Setting the left-hand side equal to the right-hand side and solving for E, we find:
E = (ρ/3ε₀) * (r2^3 - r1^3) / r^2
(c) In the region r2 < r < r3, we can perform the same steps as in part (b) to find the electric field. The enclosed charge within the Gaussian surface is given by the charge density multiplied by the volume of the region, which is (4/3)π(r3^3 - r2^3). Applying Gauss's law, we get:
∮ E · dA = (1/ε₀) ∫ ρ dV
Again, since the electric field is spherically symmetric, the dot product E · dA becomes E * (4πr^2). The left-hand side simplifies to 4πr^2E, and the right-hand side becomes (1/ε₀) * ρ * (4/3)π(r3^3 - r2^3).

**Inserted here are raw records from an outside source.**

PR #1976, opened 2023-06-01
storage: do not force the UncompressedDigest

giuseppe:
do not force the UncompressedDigest to be the same as the CompressedDigest, but let the storage driver configure it.

### DIFF
--- a/storage/storage_dest.go
+++ b/storage/storage_dest.go
@@ -606,9 +606,6 @@ func (s *storageImageDestination) commitLayer(index int, info addedLayerInfo, si
 			return err
 		}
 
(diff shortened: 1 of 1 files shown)


mtrmac (commented):
I’m fine with moving the responsibility to c/storage.

- How does this work against current c/storage? I assume this should only come with a c/storage dependency bump.
- I think we _also_ need to manage `s.blobDiffIDs`, to allow correctly building multi-layer structures with a chunked base and a layer on top (building the correct “chain ID”)

giuseppe:
given the feedback on the c/storage PR, I am closing this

Setting the left-hand side equal to the right-hand side and solving for E, we find:
E = (ρ/3ε₀) * (r3^3 - r2^3) / r^2
(d) In the region r3 < r, the electric field is zero. Beyond the insulating spherical shell, the electric field is zero everywhere. This is because there is no charge present in this region.
(e) The electric field due to a point charge, Q, at a distance r from the charge is given by Coulomb's law:
E = kQ/r^2
Comparing this expression to the electric field expressions we derived in parts (a), (b), and (c), we can observe that the electric field in these regions does not have the same r dependence as the field due to a point charge. In these regions, the electric field depends on the difference in the volumes of the charge distribution (sphere or shell) rather than solely on the inverse square of the distance (r).